What you are asked to do
Filter the entries below, keeping every line that has the word "Print".

Supplied material
PR #400, opened 2015-12-27
add dd.md

WANG-lp:
add `dd.md` to osx and linux

PR #555, opened 2016-01-02
Moved dd.md from linux into common

Parth-Mehrotra:
these two files are identical, the only difference being the `bs=4m` vs `bs=4M`, which are essentially the same thing, moved into common


waldyrious:
I did [pose this question](https://github.com/tldr-pages/tldr/pull/400#issuecomment-167420374) when these two pages were added, but indeed didn't get a satisfying answer. Let's hope this issue gets settled better in this discussion. Thanks for raising the topic :+1:

felixonmars:
I don't have an OS X to test with. But I only agree to the merge if someone can confirm that the capital "4M" works also on OS X, since I've tested with the lowercase one and it doesn't work here on Linux.

waldyrious:
Hm, according to [this page](http://www.ubuntu.com/download/desktop/create-a-usb-stick-on-mac-osx), the casing is indeed significant:

> Execute `sudo dd if=/path/to/downloaded.img of=/dev/rdiskN bs=1m`
> (...)
> If you see the error `dd: Invalid number '1m'`, you are using GNU dd.
> Use the same command but **replace bs=1m with bs=1M**

(emphasis mine)

Parth-Mehrotra:
Oh you guys are correct, the uppercase `M` does not work, I'll close this pull request

PR #557, opened 2016-01-02
cowsay: add page

fluxw42:


pages/common/cowsay.md
```diff
@@ -0,0 +1,15 @@
...
+
+> Generate an ASCII character like a cow or sheep saying or thinking something
+
+- Print an ASCII cow saying "Hello world!"
+
+`cowsay {{"Hello world!"}}`
+
+- Print an ASCII dragon telling you what date it is
+
+`date | cowsay -f {{dragon}}`
```
igorshubovych: Just 

```markdown
`date | cowsay -f dragon`
```

igorshubovych: We also agreed that we try to avoid piping other commands except the most basic ones (`echo` and `ls`). So in your case it should be

```md
`echo "Hello" | cowsay -f dragon`
```

pages/common/cowsay.md
```diff
@@ -0,0 +1,15 @@
+# cowsay
+
+> Generate an ASCII character like a cow or sheep saying or thinking something
+
+- Print an ASCII cow saying "Hello world!"
+
+`cowsay {{"Hello world!"}}`
```
igorshubovych: In this case it should be one of two:

```md
`cowsay {{message}}`
```
or
```md
`cowsay "Hello world!"
```

pages/common/cowsay.md
```diff
@@ -0,0 +1,15 @@
...
+
+- Print an ASCII dragon saying "Hello!"
+
+`echo "Hello!" | cowsay -f dragon`
+
+- Print a stoned thinking ASCII cow
+
+`cowthink -s {{"I'm just a cow, not a great thinker ..."}}`
```
igorshubovych: Same here.
We use {{}} - for token (named arguments).

waldyrious: Maybe we should call them placeholders rather than tokens (it's more self-explanatory and intuitive for non-native English speakers)

igorshubovych: Yes, tokens are not very suitable word.
cc @rprieto

waldyrious:
Well, I would have preferred the generic `{{message}}` rather than the specific "Hello world!", but since we were the ones suggesting either option was fine, I'm OK with merging this.

igorshubovych:
Thank you for your contribution!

Exercise answer
+- Print an ASCII cow saying "Hello world!"
+- Print an ASCII dragon telling you what date it is
+- Print an ASCII cow saying "Hello world!"
+- Print an ASCII dragon saying "Hello!"
+- Print a stoned thinking ASCII cow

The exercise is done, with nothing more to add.